Write out each line below exactly as it appears.

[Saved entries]
───
PR #4130, opened 2018-05-01
web: add named anchors for each rule group

adamdecaf:
The `/rules` list isn't ordered and often gets shuffled around between page loads, which is annoying because you have to scroll to find the rule group.

This change adds named anchors (`<a href="#foo" name="foo">..</a>`) to the `/rules` list. That allows people to be anchored on that on page refreshes.

screen shot 2018-05-01 at 11 04 39 am

### DIFF
--- a/web/ui/bindata.go
+++ b/web/ui/bindata.go
@@ -111,7 +111,7 @@ func (fi bindataFileInfo) Sys() interface{} {
 	return nil
 }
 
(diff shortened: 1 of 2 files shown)


adamdecaf:
I didn't run `make assets` on this PR because I assume that's done at release?

jamtur01:
@adamdecaf You will need to run make assets.

adamdecaf:
@brian-brazil Done!

brian-brazil:
Thanks!

It's probably also worthwhile ensuring the rule groups have a consistent ordering.

PR #4131, opened 2018-05-02
example: Added notes to the K8s SD config examples explaining limitation of annotations relabeling.

Bplotka:
Problem: Annotations appear like the best, perfect solution to specify details about "how to" scrape pod (what port, what endpoint, should we even scrape?). There is one major drawback that is not obvious from the first glance. It does not support multi-container (monitored) pods, which are quite often seen in the wild. (well, that's why k8s schedules pods not containers, right?). The problem is that users take literally these examples that it is official/idiotmatic pattern for Prometheus, even though this is just example how to achieve it. (Example discussion around this: https://github.com/improbable-eng/thanos/pull/316)

What this PR fixes?:
- Adds important note that annotations are just an example and they do not work with multi-container pods

------ 
Not for this PR, but we are left with other question - what is the idiomatic way? I totally agree with @brian-brazil that "we shouldn't be dictating how you orchestrate your systems in examples", but we could at least enumerate what are the options... and it seems there is no perfect option here. Let's discuss that on Prometheus User Group though then.

### DIFF
--- a/documentation/examples/kubernetes-rabbitmq/svc.yml
+++ b/documentation/examples/kubernetes-rabbitmq/svc.yml
@@ -4,9 +4,6 @@ metadata:
   name: rabbitmq
   labels:
     name: rabbitmq
-  annotations:
-    prometheus.io/scrape: "true"
-    prometheus.io/port: "9090"
 spec:
   ports:
   - port: 9090
--- a/documentation/examples/prometheus-kubernetes.yml
+++ b/documentation/examples/prometheus-kubernetes.yml
@@ -128,39 +128,43 @@ scrape_configs:
     target_label: __metrics_path__
     replacement: /api/v1/nodes/${1}/proxy/metrics/cadvisor
 
-# Scrape config for service endpoints.
+# Example scrape config for service endpoints.
 #
 # The relabeling allows the actual service scrape endpoint to be configured
-# via the following annotations:
-#
-# * `prometheus.io/scrape`: Only scrape services that have a value of `true`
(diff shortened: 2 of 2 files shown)


brian-brazil:
I think we should remove these relabel actions, rather than making the existing comments longer and more likely to be ignored.

There is no idomatic way, as with all service discovery questions this is a question of how you as the user orchestrate things generally.

Bplotka:
So just scrape all pods/endpoints by default in this example, no filtering?

brian-brazil:
Yeah, it's simplest I think. Maybe a commented out example of some filtering of something?

Bplotka:
PTAL @brian-brazil, but I feel we can simplify it more. However, would like to show our users what is even possible via relabelling (maybe it's not the correct place for it)

brian-brazil:
I'm always a bit wary of going overboard with this, as it's easy to lose the message in endless examples. I think what's here is tolerable.

brancz:
Thanks for doing this, it makes a lot of sense in my opinion.

As a side note, the Prometheus Operator, basically enables you to do exactly what you suggested in the Thanos PR. You can effectively do configs on a per port basis. I don't think it makes sense to use the Prometheus Operator as a default in the repo as it's too large of a surface for a getting started. Fabian, Max and I have been working on some [sample Thanos manifests for the Prometheus Operator](https://github.com/coreos/prometheus-operator/tree/master/contrib/kube-prometheus/experimental/thanos). Expect to see more in this space :wink: .

This lgtm :+1: (sorry for taking so long to get to this)

Bplotka:
Thanks!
───
• Response for this exercise:
PR #4130, opened 2018-05-01
web: add named anchors for each rule group

adamdecaf:
The `/rules` list isn't ordered and often gets shuffled around between page loads, which is annoying because you have to scroll to find the rule group.

This change adds named anchors (`<a href="#foo" name="foo">..</a>`) to the `/rules` list. That allows people to be anchored on that on page refreshes.

screen shot 2018-05-01 at 11 04 39 am

### DIFF
--- a/web/ui/bindata.go
+++ b/web/ui/bindata.go
@@ -111,7 +111,7 @@ func (fi bindataFileInfo) Sys() interface{} {
 	return nil
 }
 
(diff shortened: 1 of 2 files shown)


adamdecaf:
I didn't run `make assets` on this PR because I assume that's done at release?

jamtur01:
@adamdecaf You will need to run make assets.

adamdecaf:
@brian-brazil Done!

brian-brazil:
Thanks!

It's probably also worthwhile ensuring the rule groups have a consistent ordering.

PR #4131, opened 2018-05-02
example: Added notes to the K8s SD config examples explaining limitation of annotations relabeling.

Bplotka:
Problem: Annotations appear like the best, perfect solution to specify details about "how to" scrape pod (what port, what endpoint, should we even scrape?). There is one major drawback that is not obvious from the first glance. It does not support multi-container (monitored) pods, which are quite often seen in the wild. (well, that's why k8s schedules pods not containers, right?). The problem is that users take literally these examples that it is official/idiotmatic pattern for Prometheus, even though this is just example how to achieve it. (Example discussion around this: https://github.com/improbable-eng/thanos/pull/316)

What this PR fixes?:
- Adds important note that annotations are just an example and they do not work with multi-container pods

------ 
Not for this PR, but we are left with other question - what is the idiomatic way? I totally agree with @brian-brazil that "we shouldn't be dictating how you orchestrate your systems in examples", but we could at least enumerate what are the options... and it seems there is no perfect option here. Let's discuss that on Prometheus User Group though then.

### DIFF
--- a/documentation/examples/kubernetes-rabbitmq/svc.yml
+++ b/documentation/examples/kubernetes-rabbitmq/svc.yml
@@ -4,9 +4,6 @@ metadata:
   name: rabbitmq
   labels:
     name: rabbitmq
-  annotations:
-    prometheus.io/scrape: "true"
-    prometheus.io/port: "9090"
 spec:
   ports:
   - port: 9090
--- a/documentation/examples/prometheus-kubernetes.yml
+++ b/documentation/examples/prometheus-kubernetes.yml
@@ -128,39 +128,43 @@ scrape_configs:
     target_label: __metrics_path__
     replacement: /api/v1/nodes/${1}/proxy/metrics/cadvisor
 
-# Scrape config for service endpoints.
+# Example scrape config for service endpoints.
 #
 # The relabeling allows the actual service scrape endpoint to be configured
-# via the following annotations:
-#
-# * `prometheus.io/scrape`: Only scrape services that have a value of `true`
(diff shortened: 2 of 2 files shown)


brian-brazil:
I think we should remove these relabel actions, rather than making the existing comments longer and more likely to be ignored.

There is no idomatic way, as with all service discovery questions this is a question of how you as the user orchestrate things generally.

Bplotka:
So just scrape all pods/endpoints by default in this example, no filtering?

brian-brazil:
Yeah, it's simplest I think. Maybe a commented out example of some filtering of something?

Bplotka:
PTAL @brian-brazil, but I feel we can simplify it more. However, would like to show our users what is even possible via relabelling (maybe it's not the correct place for it)

brian-brazil:
I'm always a bit wary of going overboard with this, as it's easy to lose the message in endless examples. I think what's here is tolerable.

brancz:
Thanks for doing this, it makes a lot of sense in my opinion.

As a side note, the Prometheus Operator, basically enables you to do exactly what you suggested in the Thanos PR. You can effectively do configs on a per port basis. I don't think it makes sense to use the Prometheus Operator as a default in the repo as it's too large of a surface for a getting started. Fabian, Max and I have been working on some [sample Thanos manifests for the Prometheus Operator](https://github.com/coreos/prometheus-operator/tree/master/contrib/kube-prometheus/experimental/thanos). Expect to see more in this space :wink: .

This lgtm :+1: (sorry for taking so long to get to this)

Bplotka:
Thanks!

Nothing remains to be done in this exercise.